§ PROMPT: The output should be every line below that includes the word "Entity".

(Dataset records)
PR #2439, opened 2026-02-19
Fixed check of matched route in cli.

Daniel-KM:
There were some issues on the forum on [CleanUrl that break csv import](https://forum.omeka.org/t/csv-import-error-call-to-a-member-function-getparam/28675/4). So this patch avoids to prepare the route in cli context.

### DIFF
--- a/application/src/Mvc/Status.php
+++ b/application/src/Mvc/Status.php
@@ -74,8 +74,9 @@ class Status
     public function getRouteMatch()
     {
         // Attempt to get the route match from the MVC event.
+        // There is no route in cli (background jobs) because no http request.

==

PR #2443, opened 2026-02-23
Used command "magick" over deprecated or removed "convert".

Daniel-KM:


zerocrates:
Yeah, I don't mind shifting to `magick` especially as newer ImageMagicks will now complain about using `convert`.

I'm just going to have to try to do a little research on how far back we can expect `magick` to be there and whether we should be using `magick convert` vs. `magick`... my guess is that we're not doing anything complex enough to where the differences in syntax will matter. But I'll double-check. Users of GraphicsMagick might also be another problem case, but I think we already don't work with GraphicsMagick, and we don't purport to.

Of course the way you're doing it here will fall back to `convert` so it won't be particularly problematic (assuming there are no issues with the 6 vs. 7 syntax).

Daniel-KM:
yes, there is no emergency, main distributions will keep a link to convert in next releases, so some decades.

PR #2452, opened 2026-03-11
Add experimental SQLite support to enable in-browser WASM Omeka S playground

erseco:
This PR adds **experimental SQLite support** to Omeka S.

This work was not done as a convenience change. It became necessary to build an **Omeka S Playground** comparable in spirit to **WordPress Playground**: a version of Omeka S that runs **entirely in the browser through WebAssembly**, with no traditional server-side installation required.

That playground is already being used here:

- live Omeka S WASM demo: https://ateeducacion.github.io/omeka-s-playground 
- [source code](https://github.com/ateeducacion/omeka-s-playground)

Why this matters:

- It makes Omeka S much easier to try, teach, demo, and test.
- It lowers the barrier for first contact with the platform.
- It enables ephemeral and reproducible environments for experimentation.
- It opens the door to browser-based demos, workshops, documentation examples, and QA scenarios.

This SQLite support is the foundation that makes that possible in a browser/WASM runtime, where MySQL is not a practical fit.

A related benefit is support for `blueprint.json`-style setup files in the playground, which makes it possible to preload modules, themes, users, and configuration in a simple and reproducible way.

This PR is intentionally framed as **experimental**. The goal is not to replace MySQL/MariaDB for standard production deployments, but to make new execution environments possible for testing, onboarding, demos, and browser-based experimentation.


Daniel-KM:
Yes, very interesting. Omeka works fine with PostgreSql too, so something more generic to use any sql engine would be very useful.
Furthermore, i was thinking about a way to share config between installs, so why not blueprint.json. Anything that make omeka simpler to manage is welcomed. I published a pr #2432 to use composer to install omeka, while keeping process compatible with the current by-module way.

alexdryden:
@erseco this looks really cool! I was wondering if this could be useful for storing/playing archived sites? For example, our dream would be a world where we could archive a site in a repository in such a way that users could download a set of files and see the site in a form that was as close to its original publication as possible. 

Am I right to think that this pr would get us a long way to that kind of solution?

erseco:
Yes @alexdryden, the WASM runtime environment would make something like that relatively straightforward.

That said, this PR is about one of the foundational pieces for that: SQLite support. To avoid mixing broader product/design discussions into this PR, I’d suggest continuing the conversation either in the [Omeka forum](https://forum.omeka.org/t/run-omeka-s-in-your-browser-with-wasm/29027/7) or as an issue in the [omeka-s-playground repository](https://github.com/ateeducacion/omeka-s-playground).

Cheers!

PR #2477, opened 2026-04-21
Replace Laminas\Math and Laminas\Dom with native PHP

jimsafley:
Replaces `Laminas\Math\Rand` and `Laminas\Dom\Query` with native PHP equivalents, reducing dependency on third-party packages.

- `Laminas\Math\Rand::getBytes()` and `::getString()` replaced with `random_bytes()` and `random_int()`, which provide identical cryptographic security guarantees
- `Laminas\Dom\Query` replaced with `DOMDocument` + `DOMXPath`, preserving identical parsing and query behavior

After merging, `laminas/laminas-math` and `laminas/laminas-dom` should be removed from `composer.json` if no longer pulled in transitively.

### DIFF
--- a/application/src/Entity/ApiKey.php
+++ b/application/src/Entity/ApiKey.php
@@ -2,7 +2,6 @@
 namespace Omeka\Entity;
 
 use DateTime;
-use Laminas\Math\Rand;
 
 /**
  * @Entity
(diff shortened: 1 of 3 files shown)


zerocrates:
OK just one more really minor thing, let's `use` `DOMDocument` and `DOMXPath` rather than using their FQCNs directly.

§ SOLUTION:
--- a/application/src/Entity/ApiKey.php
+++ b/application/src/Entity/ApiKey.php
 namespace Omeka\Entity;
  * @Entity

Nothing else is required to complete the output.